Net income for the first quarter of 2006 included a $0.2 million net derivative loss, which is the net of a $5.9 million gain on oil and gas segment derivatives and a $6.1 million loss on natural gas midstream segment derivatives. The derivative losses primarily resulted from mark-to-market adjustments on certain derivatives that no longer qualify for hedge accounting.


Guidance for 2006

See the Guidance Table included in this release for guidance estimates for 2006. These estimates, including capital expenditure plans, are meant to provide guidance only and are subject to revision as PVA’s operating environment changes.

Conference Call

A conference call and webcast, at which management will discuss first quarter 2006 results and the outlook for the remainder of 2006, is scheduled for Friday, May 5, 2006, at 11:00 a.m. EDT. Prepared remarks by A. James Dearlove, President and Chief Executive Officer, will be followed by a question and answer period.
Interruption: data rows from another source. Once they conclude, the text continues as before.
PR #296, opened 2021-03-31
Add Ru translation

manhduc-nguyen:


lib/l10n/intl_ru.arb
```diff
@@ -1,6 +1,6 @@
 {
   "@@last_modified": "2020-11-10T17:18:26.612601",
-  "initializing_data": "Initializing data...",
+  "initializing_data": "Инициализация данных ...",
```
huynguyennovem, line 3: The three-dot here is different than this one `Подготовка к загрузке…` ?

manhduc-nguyen: oops mb

imGok:
Looks good to me (can't verify ^^)

imGok (approved):

hoangdat (approved):

PR #325, opened 2021-04-12
Some bugs related to workgroup on latest test

hoangdat:


lib/presentation/util/widget_utils.dart
```diff
@@ -0,0 +1,38 @@
...
+ * applicable Additional Terms for LinShare along with this program. If not, see
+ * <http://www.gnu.org/licenses/> for the GNU Affero General Public License version
+ *  3 and <http://www.linshare.org/licenses/LinShare-License_AfferoGPL-v3.pdf> for
+ *  the Additional Terms applicable to LinShare software.
+ */
+
+import 'package:flutter/widgets.dart';
+
+class WidgetConstant {
+  static final Widget NO_WIDGET = null;
```
dab246, line 37: I don't think it is necessary to assign null

dab246 (commented):
LGTM

lib/presentation/util/widget_utils.dart
hoangdat: It is readable :)

huynguyennovem (commented):
/lgtm

PR #347, opened 2021-04-20
LA-231 Search in received shares

imGok:
search


hoangdat:
quite good, but the padding of the search input is not equally. Please squash and fix up this. @imGok

hoangdat (approved):

PR #379, opened 2021-04-29
Bug_fixes_align_header_of_context_menu

datnguyenhuy:
image
image
image
image

### DIFF
--- a/lib/presentation/view/header/context_menu_header_builder.dart
+++ b/lib/presentation/view/header/context_menu_header_builder.dart
@@ -32,6 +32,8 @@
 import 'package:filesize/filesize.dart';
 import 'package:flutter/material.dart';
 import 'package:linshare_flutter_app/presentation/model/file/presentation_file.dart';
+import 'package:linshare_flutter_app/presentation/model/file/shared_space_node_nested_presentation_file.dart';
+import 'package:linshare_flutter_app/presentation/model/file/work_group_folder_presentation_file.dart';
 import 'package:linshare_flutter_app/presentation/util/extensions/color_extension.dart';
 
 class ContextMenuHeaderBuilder {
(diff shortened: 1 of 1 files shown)


lib/presentation/model/file/document_presentation_file.dart
```diff
@@ -102,6 +102,7 @@ class DocumentPresentationFile extends Equatable implements PresentationFile {
 
   @override
   Widget fileIcon() {
+    print(mediaType.getFileTypeImagePath(imagePath));
```
hoangdat, line 105: please remove that

lib/presentation/model/file/presentation_file.dart
```diff
@@ -42,4 +42,6 @@ abstract class PresentationFile {
   int fileSize();
 
   Widget fileIcon();
+
+  String fileIconImagePath();
```
hoangdat, line 46: why we need this method?

lib/presentation/view/header/context_menu_header_builder.dart
```diff
@@ -40,18 +40,21 @@ class ContextMenuHeaderBuilder {
...
+        child: ListTile(
+          key: _key,
+          leading: Transform.translate(
+              offset: _file.fileIconImagePath() == 'assets/images/ic_folder.svg' ? Offset(0,0) : Offset(0,2),
+              child: _file.fileIcon()
           ),
-        ),
-      trailing: _file.fileSize() == 0 ? null : Text(filesize(_file.fileSize()), style: TextStyle(fontSize: 14, color: AppColor.documentModifiedDateItemTextColor)));
+          title: Text(
+            _file.fileName(),
```
hoangdat, line 53: How about if `fileName` is too long?

lib/presentation/view/header/context_menu_header_builder.dart
```diff
@@ -40,18 +40,21 @@ class ContextMenuHeaderBuilder {
...
-          _file.fileName(),
-          maxLines: 1,
-          style: TextStyle(fontSize: 14, color: AppColor.documentNameItemTextColor),
+  Transform build() {
+    return Transform.translate(
+        offset: Offset(0,3.5),
+        child: ListTile(
+          key: _key,
+          leading: Transform.translate(
+              offset: _file.fileIconImagePath() == 'assets/images/ic_folder.svg' ? Offset(0,0) : Offset(0,2),
```
imGok, line 49: Use constants instead please and I think you `fileIconImagePath` is not needed

imGok: You could do : `_file is WorkGroupFolderPresentationFile ? ..` or smth like this wdyt ?

datnguyenhuy: It was so good that I couldn't think of it. Thank you very much

lib/presentation/model/file/presentation_file.dart
datnguyenhuy: It is not needed and i removed it. Thank you, please

lib/presentation/view/header/context_menu_header_builder.dart
datnguyenhuy: I added the ellipsis at the end if it's too long

lib/presentation/view/header/context_menu_header_builder.dart
```diff
@@ -40,18 +42,22 @@ class ContextMenuHeaderBuilder {
...
-    return ListTile(
-      key: _key,
-      leading: _file.fileIcon(),
-      title: Transform(
-        transform: Matrix4.translationValues(-16, -2, 0.0),
-        child: Text(
-          _file.fileName(),
-          maxLines: 1,
-          style: TextStyle(fontSize: 14, color: AppColor.documentNameItemTextColor),
+  Transform build() {
```
hoangdat, line 45: Can you explain the different from List tile with Transform

datnguyenhuy: ListTile is used to display the list box
Transform is used to align ListTile on the header context menu, taking ListTile as a child widget

hoangdat (approved):

PR #383, opened 2021-04-29
LA-321 Wrong message cancel Preview

imGok:
cancelPreview

Fixed in every views


domain/lib/src/usecases/download_file/download_file_exception.dart
```diff
@@ -29,18 +29,34 @@
 //  3 and <http://www.linshare.org/licenses/LinShare-License_AfferoGPL-v3.pdf> for
 //  the Additional Terms applicable to LinShare software.
 
-class DeviceNotSupportedException implements Exception {
-  String notSupported = 'This device is not supported, please try on Android or iOS';
-}
+import 'package:equatable/equatable.dart';
 
-class DownloadFileException implements Exception {
+abstract class DownloadFileException extends Equatable implements Exception {
```
hoangdat, line 34: why not `with Equaltable`

domain/lib/src/usecases/download_file/download_file_exception.dart
```diff
@@ -29,18 +29,34 @@
...
+
+class CancelDownloadFileException extends DownloadFileException {
+  CancelDownloadFileException(cancelMessage) : super(cancelMessage);
+
+  @override
+  List<Object> get props => [message];
+}
 
-  CancelDownloadFileException(this.message);
+class DeviceNotSupportedException extends DownloadFileException {
```
hoangdat, line 60: where you use this exception?

hoangdat (commented):
It quite good

domain/lib/src/usecases/download_file/download_file_exception.dart
imGok: I don't know to be honest I'm not familiar with mixin so that's why I used extends

domain/lib/src/usecases/download_file/download_file_exception.dart
imGok: I just refactored extensions so they can be equatable, this one already existed before

dab246 (approved):
good

hoangdat (approved):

Investors and analysts may participate via phone by dialing 1-877-407-9205 five to ten minutes before the scheduled start of the conference call, or via Internet webcast by logging on to the Company’s website at www.pennvirginia.com at least 20 minutes prior to the scheduled start of the call to download and install any necessary audio software. A telephone replay of the call will be available until May 8, 2006, at 11:59 p.m. EDT by dialing 1-877-660-6853 and using replay passcodes: account number 286 and conference number 200320. An on-demand replay of the call will also be available at the Company’s website beginning shortly after the call.

******

Penn Virginia Corporation (NYSE: PVA) is an energy company engaged in the exploration, acquisition, development and production of crude oil and natural gas. PVA is also the general partner and the largest unit holder in Penn Virginia Resource Partners, L.P. (NYSE: PVR), which manages coal properties and related assets and operates a midstream natural gas gathering and processing business. PVA is headquartered in Radnor, PA. For more information about PVA, visit the Company’s website at www.pennvirginia.com.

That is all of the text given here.